The framework presented in this chapter strives to structure the transformative process, to communicate progress, and to support the in-situ identification of barriers and bottlenecks as well as to guide the decisions to overcome them. Such transformations are closely related to the adoption of innovation (Rogers, 2003). Therefore, this chapter analyses the driving factors of the adoption of innovation that influence the cascades of smaller adoption processes that structure the overall transformation. From the viewpoint of faculty development, each adoption process is related to the mastering of different competencies, which in turn define the development needs. Moreover, adoption models represent the dynamics of the faculty’s uptake of new practices by predicting the quantities within a cohort and a timeframe. This makes these models particularly useful for faculty development as these models help to identify competence gaps, barriers, bottlenecks, or diversions during the transformation process as well as provide performance and cost indicators for strategic decisions.

Key Terms in this Chapter

Educational Design: The process of planning and preparing educational processes. Educational designs determine the experiences of learners.

Asset Specificity: The number of product or concept specific factors that refers to the unique features of products, ideas, or practices that differentiate them from other solutions. Asset specificity contributes to uncertainty factors that hinder potential adoption.

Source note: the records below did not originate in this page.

PR #62, opened 2023-09-14
RPE trajectory

### LINKED ISSUE #10: RPE trajectory
Create trajectory for (Golden) RPE including Johannes' sunflower trajectory

Check list:
- [x]     Create branch
- [ ]     Implement code
- [ ]     Add comments
- [ ]     Implement tests
- [ ]     Squash commmits
- [ ]     Create PR

ckolbPTB:
closes #10

### DIFF
--- a/tests/data/test_ktraj.py
+++ b/tests/data/test_ktraj.py
@@ -1,0 +1,69 @@
+"""Tests for KTrajectory classes."""
+
+# Copyright 2023 Physikalisch-Technische Bundesanstalt
+#
+# Licensed under the Apache License, Version 2.0 (the "License");
+#   you may not use this file except in compliance with the License.
+#   You may obtain a copy of the License at
+#       http://www.apache.org/licenses/LICENSE-2.0
+#   Unless required by applicable law or agreed to in writing, software
+#   distributed under the License is distributed on an "AS IS" BASIS,
+#   WITHOUT WARRANTIES OR CONDITIONS OF ANY KIND, either express or implied.
+#   See the License for the specific language governing permissions and
+#   limitations under the License.
+
+import numpy as np
+import pytest
+import torch
+
+from mrpro.data import KTrajectoryRpe
+from mrpro.data import KTrajectorySunflowerGoldenRpe
+from tests.data.conftest import random_kheader
+
+
+@pytest.fixture(scope='function')
+def valid_rpe_kheader(monkeypatch, random_kheader):
+    """KHeader with all necessary parameters for RPE trajectories."""
+    # K-space dimensions
+    nk0 = 200
+    nk1 = 20
+    nk2 = 10
+
+    # List of k1 and k2 indices in the shape (d4, k2, k1)
+    k1 = torch.linspace(0, nk1 - 1, nk1, dtype=torch.int32)
+    k2 = torch.linspace(0, nk2 - 1, nk2, dtype=torch.int32)
+    idx_k1, idx_k2 = torch.meshgrid(k1, k2)
+    idx_k1 = torch.reshape(idx_k1, (1, nk2, nk1))
+    idx_k2 = torch.reshape(idx_k2, (1, nk2, nk1))
+
+    # Set parameters for RPE trajectory
+    monkeypatch.setattr(random_kheader.acq_info, 'number_of_samples', torch.zeros_like(idx_k1) + nk0)
+    monkeypatch.setattr(random_kheader.acq_info, 'center_sample', torch.zeros_like(idx_k1) + nk0 // 2)
+    monkeypatch.setattr(random_kheader.acq_info.idx, 'k1', idx_k1)
+    monkeypatch.setattr(random_kheader.acq_info.idx, 'k2', idx_k2)
+    monkeypatch.setattr(random_kheader.encoding_limits.k1, 'center', int(nk1 // 2))
+    monkeypatch.setattr(random_kheader.encoding_limits.k1, 'max', int(nk1 - 1))
+    monkeypatch.setattr(random_kheader.encoding_limits.k2, 'center', int(nk2 // 2))
+    return random_kheader
+
+
+def rpe_traj_shape(valid_rpe_kheader):
+    """Expected shape of trajectory based on KHeader."""
+    nk0 = valid_rpe_kheader.acq_info.number_of_samples[0, 0, 0]
+    nk1 = valid_rpe_kheader.acq_info.idx.k1.shape[2]
+    nk2 = valid_rpe_kheader.acq_info.idx.k1.shape[1]
+    return torch.Size([1, 3, nk2, nk1, nk0])
+
+
+def test_KTrajectoryRpe(valid_rpe_kheader):
+    """Calculate RPE trajectory."""
+    ktrajectory = KTrajectoryRpe(angle=np.pi * 0.618034)
+    ktraj = ktrajectory.calc_traj(valid_rpe_kheader)
+    assert ktraj.shape == rpe_traj_shape(valid_rpe_kheader)
+
+
+def test_KTrajectorySunflowerGoldenRpe(valid_rpe_kheader):
+    """Calculate RPE Sunflower trajectory."""
+    ktrajectory = KTrajectorySunflowerGoldenRpe(rad_us_factor=1)
+    ktraj = ktrajectory.calc_traj(valid_rpe_kheader)
+    assert ktraj.shape == rpe_traj_shape(valid_rpe_kheader)
--- a/src/mrpro/data/_KData.py
+++ b/src/mrpro/data/_KData.py
@@ -26,9 +26,9 @@ from einops import rearrange
 
 from mrpro.data import AcqInfo
 from mrpro.data import KHeader
-from mrpro.data import KTrajectory
 from mrpro.data._EncodingLimits import Limits
 from mrpro.data.enums import AcqFlags
+from mrpro.data.traj_calculators import KTrajectory
 
 KDIM_SORT_LABELS = (
     'k1',
--- a/src/mrpro/data/_KHeader.py
+++ b/src/mrpro/data/_KHeader.py
@@ -31,7 +31,7 @@ from mrpro.data import enums
 
 if TYPE_CHECKING:
     # avoid circular imports by importing onlz when type checking
-    from mrpro.data import KTrajectory
+    from mrpro.data.traj_calculators import KTrajectory
 
 UNKNOWN = 'unknown'
 
--- a/src/mrpro/data/__init__.py
+++ b/src/mrpro/data/__init__.py
@@ -7,6 +7,8 @@ from mrpro.data._AcqInfo import AcqIdx
 from mrpro.data._AcqInfo import AcqInfo
 from mrpro.data._EncodingLimits import EncodingLimits
 from mrpro.data._KTrajectory import KTrajectory
+from mrpro.data._KTrajectory import KTrajectoryRpe
+from mrpro.data._KTrajectory import KTrajectorySunflowerGoldenRpe
 from mrpro.data._KHeader import KHeader
 from mrpro.data._KData import KData
 from mrpro.data._IHeader import IHeader
--- a/src/mrpro/data/__init__.py
+++ b/src/mrpro/data/__init__.py
@@ -6,9 +6,6 @@ from mrpro.data._TrajectoryDescription import TrajectoryDescription
 from mrpro.data._AcqInfo import AcqIdx
 from mrpro.data._AcqInfo import AcqInfo
 from mrpro.data._EncodingLimits import EncodingLimits
-from mrpro.data._KTrajectory import KTrajectory
-from mrpro.data._KTrajectory import KTrajectoryRpe
-from mrpro.data._KTrajectory import KTrajectorySunflowerGoldenRpe
 from mrpro.data._KHeader import KHeader
 from mrpro.data._KData import KData
 from mrpro.data._IHeader import IHeader
--- a/src/mrpro/data/traj_calculators/_KTrajectory.py
+++ b/src/mrpro/data/traj_calculators/_KTrajectory.py
@@ -1,4 +1,4 @@
-"""K-space trajectory classes."""
+"""K-space trajectory base class."""
 
 # Copyright 2023 Physikalisch-Technische Bundesanstalt
 #
@@ -29,10 +29,10 @@ class KTrajectory(ABC):
 
     @abstractmethod
     def calc_traj(self, header: KHeader) -> torch.Tensor:
-        """Calculate the trajectory for the given header.
+        """Calculate the trajectory for given KHeader.
 
-        The shape should broadcastable to (prod(all_other_dimensions),
-        3, k2, k1, k0)
+        The shape of the calculated trajectory must be broadcastable to
+        (prod(all_other_dimensions), 3, k2, k1, k0)
         """
         ...
 
@@ -40,13 +40,12 @@ class KTrajectory(ABC):
 class DummyTrajectory(KTrajectory):
     """Simple Dummy trajectory that returns zeros.
 
-    Shape will not fit to all data. Only used until we implement proper
-    trajectories
+    Shape will not fit to all data. Only used as dummy for testing.
     """
 
     @staticmethod
     def _get_shape(header: KHeader) -> tuple[int, ...]:
-        """Get the shape of a basic dummy trajectory for the given header.
+        """Get the shape of a basic dummy trajectory for the given KHeader.
 
         Assumes fully sampled data. Do not use outside of testing.
         """
@@ -68,9 +67,5 @@ class DummyTrajectory(KTrajectory):
         return shape
 
     def calc_traj(self, header: KHeader) -> torch.Tensor:
-        """Calculate the trajectory for the given header.
-
-        The shape should broadcastable to (prod(all_other_dimensions),
-        3, k2, k1, k0)
-        """
+        """Calculate dummy trajectory for given KHeader."""
         return torch.zeros(self._get_shape(header))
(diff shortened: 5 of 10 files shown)


src/mrpro/data/_KTrajectory.py
```diff
@@ -37,6 +37,225 @@ def calc_traj(self, header: KHeader) -> torch.Tensor:
         ...
 
 
+class KTrajectoryRpe(KTrajectory):
```
schuenke: I would suggest to move KTrajectoryRpe and KTrajectorySunflowerGoldenRpe into one or even two separate file(s). We will have several other trajectories and implementing them all in a single file might become messy.

src/mrpro/data/_KTrajectory.py
```diff
@@ -37,6 +37,225 @@ def calc_traj(self, header: KHeader) -> torch.Tensor:
...
+            MR raw data header (KHeader) containing required meta data
+        """
+        kang = kang.flatten()
+        _, indices = np.unique(kang, return_index=True)
+        ang_idx = np.argsort([kang[index] for index in sorted(indices)])
+        shift_idx = np.zeros(max(ang_idx) + 1)
+        shift_idx[ang_idx] = np.arange(len(ang_idx))
+
+        # Apply sunflower shift
+        GoldenCut = 0.5 * (np.sqrt(5) + 1)
```
schuenke: _GoldenCut_ should be all lower case and renamed to _golden_cut_ etc.

src/mrpro/data/_KTrajectory.py
```diff
@@ -37,6 +37,225 @@ def calc_traj(self, header: KHeader) -> torch.Tensor:
...
+    """
+
+    def __init__(
+        self,
+        angle: float,
+        shift_between_rpe_lines: torch.Tensor = torch.tensor([0, 2, 1, 3]),
+        rad_us_factor: float = 1.0,
+    ) -> None:
+        super().__init__()
+        self.angle: float = angle
```
schuenke: does it make sense to limit the angle between 0 and 2pi using `self.angle: float = angle % (2 * np.pi)` ?

src/mrpro/data/_KTrajectory.py
```diff
@@ -37,6 +37,225 @@ def calc_traj(self, header: KHeader) -> torch.Tensor:
...
+    https://doi.org/10.1118/1.4890095 (open access).
+
+    Parameters
+    ----------
+    angle
+        angle in rad between two radial phase encoding lines
+    shift_between_rpe_lines
+        shift between radial phase encoding lines along the radial direction.
+        See _apply_shifts_between_rpe_lines() for more details
+    rad_us_factor
```
schuenke: the unsersampling factor (`rad_us_factor`) is currently not used. Is this on purpose? Is it still work in progress? If we don't use it yet, I would vote to remove it to prevent confusion.

src/mrpro/data/_KTrajectory.py
```diff
@@ -37,6 +37,225 @@ def calc_traj(self, header: KHeader) -> torch.Tensor:
...
+
+        # Angles of phase encoding lines
+        kang = kheader.acq_info.idx.k2 * self.angle
+
+        # K-space locations along phase encoding lines
+        krad = (kheader.acq_info.idx.k1 - kheader.encoding_limits.k1.center).to(torch.float32)
+        krad = self._apply_shifts_between_rpe_lines(krad, (kheader.acq_info.idx.k2 - kheader.encoding_limits.k2.center))
+        krad *= 2 * torch.pi / kheader.encoding_limits.k1.max
+
+        return self._combine_to_3d_traj(krad, kang, k0)
```
schuenke: Would it make sense to store the calculated trajectory in our KTrajectory objects as well? Or should it be returned only? I was thinking about simple KTrajectory.plot() methods and currently such visualisation and/or other further processing methods would require to rerun the `calc_traj()` method

tests/data/test_ktraj.py
```diff
@@ -0,0 +1,69 @@
...
+
+def rpe_traj_shape(valid_rpe_kheader):
+    """Expected shape of trajectory based on KHeader."""
+    nk0 = valid_rpe_kheader.acq_info.number_of_samples[0, 0, 0]
+    nk1 = valid_rpe_kheader.acq_info.idx.k1.shape[2]
+    nk2 = valid_rpe_kheader.acq_info.idx.k1.shape[1]
+    return torch.Size([1, 3, nk2, nk1, nk0])
+
+
+def test_KTrajectoryRpe(valid_rpe_kheader):
```
schuenke: I still propose that we test all class methods and also as many initialization cases as possible. For KTrajectoryRpe I thus propose to introduce different tests that cover for example the shape, different `angle `between the spokes, different `shift_between_rpe_lines`, different `rad_us_factor` (if we keep it) etc...

This could look like this:

```python
def test_KTrajectoryRpe_shape(valid_rpe_kheader):
    """Calculate RPE trajectory."""
    ktrajectory = KTrajectoryRpe(angle=np.pi * 0.618034)
    ktraj = ktrajectory.calc_traj(valid_rpe_kheader)
    assert ktraj.shape == rpe_traj_shape(valid_rpe_kheader)


def test_KTrajectoryRpe_angle(valid_rpe_kheader):
    ktrajectory1 = KTrajectoryRpe(angle=np.pi * 0.618034)
    ktrajectory2 = KTrajectoryRpe(angle=np.pi * 0.618034 + 2 * np.pi)
    ktraj1 = ktrajectory1.calc_traj(valid_rpe_kheader)
    ktraj2 = ktrajectory2.calc_traj(valid_rpe_kheader)
    assert np.array_equal(ktraj1, ktraj2)

def test_KTrajectoryRpe_rad_us_factor(valid_rpe_kheader):
    ...

```

tests/data/test_ktraj.py
```diff
@@ -0,0 +1,69 @@
...
+    """KHeader with all necessary parameters for RPE trajectories."""
+    # K-space dimensions
+    nk0 = 200
+    nk1 = 20
+    nk2 = 10
+
+    # List of k1 and k2 indices in the shape (d4, k2, k1)
+    k1 = torch.linspace(0, nk1 - 1, nk1, dtype=torch.int32)
+    k2 = torch.linspace(0, nk2 - 1, nk2, dtype=torch.int32)
+    idx_k1, idx_k2 = torch.meshgrid(k1, k2)
```
schuenke: This should be `idx_k1, idx_k2 = torch.meshgrid(k1, k2, indexing='ij')` to avoid Warning:

**_UserWarning: torch.meshgrid: in an upcoming release, it will be required to pass the indexing argument. (Triggered internally at ..\aten\src\ATen\native\TensorShape.cpp:3484.)_**

schuenke (commented):
Please see my comments...

src/mrpro/data/_KTrajectory.py
fzimmermann89: No, the trajectory is not meant as a data storing class, it is only used to calculate trajectories. All stored state shall be settings for the trajectory. Not a concrete Tensor of kspace points.
As this can be different for different aquisitions.

The trajectory is saved only in Kdata.traj

So if we want to have a lot function, it should take in a Kdata object.

src/mrpro/data/_KTrajectory.py
ckolbPTB: I would not pose any restrictions on the angle because the trajectory calculation has to be the same as in the sequence. Although I cannot give a good reason why somebody would use _angle > 2 * pi_ it might be needed for something and then we should not change this here.

tests/data/test_ktraj.py
ckolbPTB: I will try to add some more tests. 

fyi "test_KTrajectoryRpe_angle" fails because pytorch does not seem to be too accurate. For me this
`torch.cos(torch.tensor(np.pi * 0.618034)) - torch.cos(torch.tensor(np.pi * 0.618034 + 2 * np.pi))`
yields `tensor(-5.9605e-08)` which would be fine when comparing with `almost_equal` but for 100 spokes: 
`torch.cos(100*torch.tensor(np.pi * 0.618034)) - torch.cos(100*torch.tensor(np.pi * 0.618034 + 2 * np.pi))` 
yields `tensor(1.0848e-05)`

`np.cos(np.pi * 0.618034) - np.cos(np.pi * 0.618034 + 2 * np.pi)` yields
`-4.996003610813204e-16`

schuenke: When I adjust the init to `self.angle: float = angle % (2 * np.pi)` (see comment above), this test actually passes even using `array_equal()`

src/mrpro/data/_KTrajectory.py
ckolbPTB: left over from an old version -> removed

tests/data/test_ktraj.py
ckolbPTB: yes, but if somebody used `torch.tensor(np.pi * 0.618034 + 2 * np.pi)` to calculate the angle in pypulseq then the trajectory would be wrong in mrpro if we used `self.angle: float = angle % (2 * np.pi)`

tests/data/test_ktraj.py
```diff
@@ -0,0 +1,85 @@
...
+
+def rpe_traj_shape(valid_rpe_kheader):
+    """Expected shape of trajectory based on KHeader."""
+    nk0 = valid_rpe_kheader.acq_info.number_of_samples[0, 0, 0]
+    nk1 = valid_rpe_kheader.acq_info.idx.k1.shape[2]
+    nk2 = valid_rpe_kheader.acq_info.idx.k1.shape[1]
+    return torch.Size([1, 3, nk2, nk1, nk0])
+
+
+def test_KTrajectoryRpe_uniform(valid_rpe_kheader):
```
schuenke: Is it worth testing the shape of both, a uniform and a golden angle distribution? There is no reason why the shapes should differ, is there?

I think it would make more sense to test for specific implementation details, for example assert that the k-space center is never shifted (e.g. `torch.all(ktraj[0, 0, :, :, center_idx] == 0)`

ckolbPTB: I modified this test to actually check ktraj pos for angle_gap and angle_gap//2 for matching RPE lines. (actually found a bug in the test code in the process  :) )

src/mrpro/data/_KTrajectoryRpe.py
```diff
@@ -0,0 +1,165 @@
...
+        angle in rad between two radial phase encoding lines
+    shift_between_rpe_lines
+        shift between radial phase encoding lines along the radial direction.
+        See _apply_shifts_between_rpe_lines() for more details
+    """
+
+    def __init__(
+        self,
+        angle: float,
+        shift_between_rpe_lines: torch.Tensor = torch.tensor([0, 2, 1, 3]),
```
fzimmermann89: We could consider making this a tuple of ints?
This can only be int, only 1d, never differentiable, right?

src/mrpro/data/_KTrajectoryRpe.py
```diff
@@ -0,0 +1,165 @@
...
+
+        Parameters
+        ----------
+        krad
+            k-space positions along each phase encoding line
+        kang_idx
+            indices of angles to be used for shift calculation
+        """
+        delta_shift = 1 / len(self.shift_between_rpe_lines)
+        for ind in range(len(self.shift_between_rpe_lines)):
```
fzimmermann89: for ind, shift in enumerate(self.shift_between_rpe_lines)

src/mrpro/data/_KTrajectoryRpe.py
```diff
@@ -0,0 +1,165 @@
...
+            curr_angle_idx = torch.nonzero(
+                torch.fmod(kang_idx, len(self.shift_between_rpe_lines)) == ind, as_tuple=True
+            )
+            curr_shift = self.shift_between_rpe_lines[ind] * delta_shift
+            curr_krad = krad[curr_angle_idx]
+
+            # Do not shift the k-space center
+            center_idx = curr_krad == 0
```
fzimmermann89: ==0 or approximately equal 0?

fzimmermann89: curr_krad +=  curr_shift*(curr_krad!=0) ?

tests/data/test_ktraj.py
```diff
@@ -0,0 +1,89 @@
...
+    """KHeader with all necessary parameters for RPE trajectories."""
+    # K-space dimensions
+    nk0 = 200
+    nk1 = 20
+    nk2 = 10
+
+    # List of k1 and k2 indices in the shape (d4, k2, k1)
+    k1 = torch.linspace(0, nk1 - 1, nk1, dtype=torch.int32)
+    k2 = torch.linspace(0, nk2 - 1, nk2, dtype=torch.int32)
+    idx_k2, idx_k1 = torch.meshgrid(k2, k1, indexing='ij')
```
fzimmermann89: consider `idx_k1, idx_k2 = torch.meshgrid(k1, k2, indexing='xy')`, as xy will become default in pytorch

src/mrpro/data/_KTrajectoryRpe.py
```diff
@@ -0,0 +1,165 @@
...
+            k-space points along readoud
+
+        Returns
+        -------
+            3D k-space trajectory
+        """
+        k1 = torch.repeat_interleave((krad * torch.cos(kang))[..., None], k0.shape[0], dim=3)
+        k2 = torch.repeat_interleave((krad * torch.sin(kang))[..., None], k0.shape[0], dim=3)
+        k0 = k0.expand(k1.shape)
+        return torch.concatenate([k0[:, None, :, :, :], k1[:, None, :, :, :], k2[:, None, :, :, :]], dim=1)
```
fzimmermann89: For comparison, an einops way would be:
```
k1=einops.repeat(krad * torch.cos(kang),"...->... k0",k0=k0.shape[-1])
k2=einops.repeat(krad * torch.sin(kang),"...->... k0",k0=k0.shape[-1])
k0 = k0.expand(k1.shape)
return einops.rearrange([k0,k1,k2],"dir other k2 k1 k0->other dir k2 k1 k0")
```
Which to me is easier to understand,..

src/mrpro/data/_KTrajectorySunflowerGoldenRpe.py
```diff
@@ -0,0 +1,90 @@
...
+        kang
+            angles of the radial phase encoding lines
+        kheader
+            MR raw data header (KHeader) containing required meta data
+        """
+        kang = kang.flatten()
+        _, indices = np.unique(kang, return_index=True)
+        ang_idx = np.argsort([kang[index] for index in sorted(indices)])
+        shift_idx = np.zeros(max(ang_idx) + 1)
+        shift_idx[ang_idx] = np.arange(len(ang_idx))
```
fzimmermann89: as np.unique (and torch.unique with default sorted=True) return sorted values,
`shift_idx = np.argsort(indices)` or am I missing some case? If I am wrong, please add a comment why it has to be this complicated...
Also, is there a reason to first allocate a numpy zero-array and then fill it?

src/mrpro/data/_KTrajectorySunflowerGoldenRpe.py
```diff
@@ -0,0 +1,90 @@
...
+
+        # Apply sunflower shift
+        golden_cut = 0.5 * (np.sqrt(5) + 1)
+        for ind in range(int(len(shift_idx))):
```
fzimmermann89:
```  
      for ind, shift in enumerate(shift_idx):
            krad[kheader.acq_info.idx.k2 == ind] +=((shift * golden_cut) % 1) - 0.5
 ```    
        
does the same.
        
Please check if the braces for `*2*0.5` are correct.
          
  Or is there a numerical reason why it has to be done that way? If yes, consider adding a comment for future reference

File: src/mrpro/data/_KTrajectorySunflowerGoldenRpe.py [hunk 16]
```diff
@@ -0,0 +1,90 @@
...
+            MR raw data header (KHeader) containing required meta data
+        """
+        kang = kang.flatten()
+        _, indices = np.unique(kang, return_index=True)
+        ang_idx = np.argsort([kang[index] for index in sorted(indices)])
+        shift_idx = np.zeros(max(ang_idx) + 1)
+        shift_idx[ang_idx] = np.arange(len(ang_idx))
+
+        # Apply sunflower shift
+        golden_cut = 0.5 * (np.sqrt(5) + 1)
```
fzimmermann89: This is the constant phi, aka golden_ratio , correct?
Maybe consider naming it golden_ratio or phi?
(Why is it named "cut" )

fzimmermann89 (commented):
some small comments and suggestions. Not sure I completely understood all of the logic. If I misunderstood it, you might consider adding some comments.

src/mrpro/data/_KTrajectoryRpe.py
ckolbPTB: tuple[float,...] because it does not have to be integer

fzimmermann89: If it is float, I'd expect to specify normalized values (0, 0.5, 0.25, 0.75).
The normalizatoin by the length confused me and made me think it has to be integer.
If it now can be float, we might consider ignoring my comment and leaving it as a tensor to be differentiable in the offset?

ckolbPTB: I changed it to normalized values as input rather than normalising with 1/length later

schuenke:
When we planned the package structure, the idea was that the "data" subfolder should contain all data classes (e.g., KData, IData, QData, CsmData, DcfData...). Should we move everything related to trajectories into a mrpro.traj subfolder or would you like it to stay in the data folder?

fzimmermann89 (approved):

IMS LTI: Learning tools interoperability (LTI) is a standard created by the IMS Global Learning Consortium that links content and resources to learning platforms.

Digital Transformation: The reorganization of organizational processes towards the optimal usage of digital technologies and resources.

Adoption: The integration of a concept, idea, product, or service into an existing practice.

Transaction Costs: The “overhead” costs that contribute to pricing and influence adoption decisions. Transaction costs include necessary investments in developing new procedures and practices, competence development and training, as well as infrastructure.

Orchestrated Learning Activities: Sequences or arrangements of learning activities that allow lecturers and students to monitor the learning progress. Lecturers may decide to change the arrangement and flow of their educational design based on this information.

Basic Learning Activities: The parts of educational processes that require student activity that are not related to other learning activities other than by their co-location.

Blended Learning: An educational design principle that relies on connecting face-to-face and online learning experiences. Typically, onsite courses become blended when online activities are designed to replace some onsite sessions.

Data-Driven Orchestration: Automated orchestration of learning activities by using performance data of individual students or groups of students. The automated orchestration is based on conditions and completion rules that are defined in an educational design.

Course Organization: The administrative tasks that are part of educational processes. These tasks include student information, organization of group work, scheduling of activities, and collecting assignments for grading.

Adoption Rate: The number of adoptions by market actors or organization members at a given time.

Learning Resource Management: The organization and arrangement of learning resources, including text documents, images, infographics, HTML text, videos, audio files, and links to internet resources.